2010-07-22 07:21:01

by Gleb Natapov

[permalink] [raw]
Subject: perf annotate segfaults when source code has goto label that looks like hex number

The script below demonstrate this. The problem is in
hist_entry__parse_objdump_line():

if (*tmp) {
/*
* Parse hexa addresses followed by ':'
*/
line_ip = strtoull(tmp, &tmp2, 16);
if (*tmp2 != ':' || tmp == tmp2)
line_ip = -1;
}

strtoull() returns valid number when it gets line with label and following
test passes too. I can't think of a way to unambiguously distinguish between
label and valid rip.

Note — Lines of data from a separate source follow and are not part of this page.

PR #1090, opened 2023-03-23
feat: create component to decode params

leangseu-edx:
TICKET: https://2u-internal.atlassian.net/browse/AU-1076

What changed:
- redirect encoded params

How to test:
visit:
  - http://localhost:2000/course/course-v1:edX+DemoX+Demo_Course/home
  - http://localhost:2000/course%2Fcourse-v1%3AedX%2BDemoX%2BDemo_Course/home
  - http://localhost:2000course-v1%2525253AedX%2525252BDemoX%2525252BDemo_Course/home

All should land you at  http://localhost:2000/course/course-v1:edX+DemoX+Demo_Course/home

### DIFF
--- a/src/courseware/CoursewareRedirectLandingPage.jsx
+++ b/src/courseware/CoursewareRedirectLandingPage.jsx
@@ -7,6 +7,8 @@ import { PageRoute } from '@edx/frontend-platform/react';
 import queryString from 'query-string';
 import PageLoading from '../generic/PageLoading';
 
+import DecodePageRoute from '../decode-page-route';
+
 const CoursewareRedirectLandingPage = () => {
   const { path } = useRouteMatch();
   return (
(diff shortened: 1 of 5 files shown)


schenedx (approved):
👍 Nice unit tests.
This is a risky change. I'd like to run some tests on stage. Please work with your team to manual test this on stage.

nsprenkle:
Have we run this past frontend working group? I feel like we can't be the only ones dealing with this issue and it feels like we should make sure this is a pattern that aligns with our frontend wants.

leangseu-edx:
@nsprenkle what do you mean by align with our frontend?
Do you think this is a feature that worth sharing in a common library? Or do you think this change going to break other code?

muselesscreator (approved):
LGTM.  We may want a non-rewriting-path option in the future if this winds up being over-zealous, but for now it seems a reasonable enough solution to avoid having to do larger overrides to the PageRoute component logic

PR #1097, opened 2023-04-06
feat: upgrade special exams version and add required config values

alangsto:
Upgrade to the latest version of the special exams lib, which includes these changes: https://github.com/openedx/frontend-lib-special-exams/compare/feb32dd...a37b9fa

The new version requires two new config variables to be set, so those have been added as part of this PR.


package.json
```diff
@@ -32,7 +32,7 @@
     "@edx/brand": "npm:@edx/brand-openedx@1.2.0",
     "@edx/frontend-component-footer": "11.6.3",
     "@edx/frontend-component-header": "3.6.4",
-    "@edx/frontend-lib-special-exams": "~2.4.0",
+    "@edx/frontend-lib-special-exams": "2.8.0",
```
zacharis278: maybe we should just keep this constrained throughout the project so we control what gets pulled in?

zacharis278 (approved):

PR #931, opened 2022-12-14
feat: make SignatureModel inherit error_msg_templates

asomethings:
Make `SignatureModel` inherit `error_msg_templates` from parameter annotation.

Since pydantic does not support nested error messages, starlite users can not leverage error message templates because every parameter becomes a field of `SignatureModel`. 

This PR makes pydantic's `error_msg_template` work. But if there is duplicate `error_msg_templates` key then last parameter's `error_msg_template` will be used.

# PR Checklist

### DIFF
--- a/starlite/signature.py
+++ b/starlite/signature.py
@@ -27,6 +27,7 @@ from starlite.exceptions import (
 )
 from starlite.plugins.base import PluginMapping, PluginProtocol, get_plugin_for_value
 from starlite.utils import (
+    is_class_and_subclass,
     is_dependency_field,
     is_optional_union,
     should_skip_dependency_validation,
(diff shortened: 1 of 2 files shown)


Goldziher (commented):
Hi,

First off - thanks for contributing! The. Is in general good. BUT - this PR can't bs merged. For two reasons- 

1. SignatureModel is intended to be an internal. As such it's not a user facing part of the framework and we are not going to publicly document or expose it. As my such this is not the right place to do this kind of changes. 

2. We are actually rebuilding this part of the app to move away from Pydantic, because this is too slow.

asomethings:
@Goldziher That sounds great! Thank for the review!

PR #932, opened 2022-12-14
Add documentation for TestClient.portal()

smithk86:
# PR Checklist

I have found the the blocking portal helper on `TestClient` to be extremely helpful with testing and thought it could use some documentation. Any feedback on the additions is welcome.

Cheers!
Kyle

### DIFF
--- a/docs/reference/testing/0-test-client.md
+++ b/docs/reference/testing/0-test-client.md
@@ -15,6 +15,7 @@
             - head
             - set_session_data
             - get_session_data
+            - portal
 
 ::: starlite.testing.test_client.WebSocketTestSession
     options:
--- a/docs/usage/9-testing/1-test-client.md
+++ b/docs/usage/9-testing/1-test-client.md
@@ -85,3 +85,18 @@ two methods:
 ```py title="Getting session data"
 --8<-- "examples/testing/get_session_data.py"
 ```
+
+## Using a blocking portal
+
+The `TestClient` uses a feature of [anyio](https://anyio.readthedocs.io/en/stable/) called a **Blocking Portal**.
+
+The [anyio.abc.BlockingPortal](https://anyio.readthedocs.io/en/stable/api.html#anyio.abc.BlockingPortal) allows `TestClient`
+to execute asynchronous functions using a synchronous call. `TestClient` creates a blocking portal to manage
+`Starlite`'s async logic, and it allows `TestClient`'s API to remain fully synchronous.
+
+Any tests that are using an instance of `TestClient` can also make use of the blocking portal to execute asynchronous functions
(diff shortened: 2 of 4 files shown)


Goldziher (commented):
Nice! Please add tests for the examples. 

Any suggestions on how? @starlite-api/maintainers

examples/testing/portal.py
```diff
@@ -0,0 +1,38 @@
+import asyncio
```
provinzkraut, line 1: Use `anyio` instead of asyncio here. This better highlights `anyio support.

examples/tests/testing/test_portal.py
```diff
@@ -0,0 +1,3 @@
+from examples.testing.portal import test_portal_example_event, test_portal_example_sleep
+
+__all__ = ["test_portal_example_sleep", "test_portal_example_event"]
```
provinzkraut, line 3: What is the purpose of this?

provinzkraut (approved):

provinzkraut:
> Nice! Please add tests for the examples.
Any suggestions on how? @starlite-api/maintainers

It should get collected by pytest automatically since files and functions have the proper naming for that, so no need to add explicit tests.

examples/tests/testing/test_portal.py
smithk86: @Goldziher Requested the examples get run during testing. Since the examples are valid tests, they can be imported and _pytest_ will run them as-is. I added the `__all__` because _pycln_ will nuke them as unused imports without it.

provinzkraut: How about renaming `examples/testing/portal.py` to `examples/testing/test_with_portal.py`? Then it should get automatically get collected by pytest.

smithk86: I like the idea about renaming. I agree _examples/tests/testing/test_portal.py_ was fairly hacky.

smithk86: This is done

examples/testing/portal.py
smithk86: I'm struggling a bit with this one. One of my example includes how to spawn a background task during startup and check on it after the app has started. According to [anyio issue #457](https://github.com/agronholm/anyio/issues/457), this is not and will not be supported since there is no inherent monitor for the task; any exceptions are thrown into the void if nothing explicitly checks on it.

It sounds like a task scheduler would a better option but, for the sake of simplicity, that is not an option here. I could change the example but I was also trying to show to await something which is running on `Starlite`'s event loop.

Goldziher (approved):

provinzkraut:
@all-contributors add @smithk86 docs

May be running objdump with --prefix-addresses will
help, but it may make other thing unambiguous.

=== script ===
cat > test.c << EOF
int main(int argc, char **argv)
{
int i;

while(1) {
i++;
if (i == 10000000)
goto add;
}
add:
return 0;
}
EOF

gcc -g test.c
perf record ./a.out
perf annotate
--
Gleb.


2010-07-22 14:34:02

by Arnaldo Carvalho de Melo

[permalink] [raw]
Subject: [PATCH] Re: perf annotate segfaults when source code has goto label that looks like hex number

Em Thu, Jul 22, 2010 at 10:20:44AM +0300, Gleb Natapov escreveu:
> strtoull() returns valid number when it gets line with label and following
> test passes too. I can't think of a way to unambiguously distinguish between
> label and valid rip. May be running objdump with --prefix-addresses will
> help, but it may make other thing unambiguous.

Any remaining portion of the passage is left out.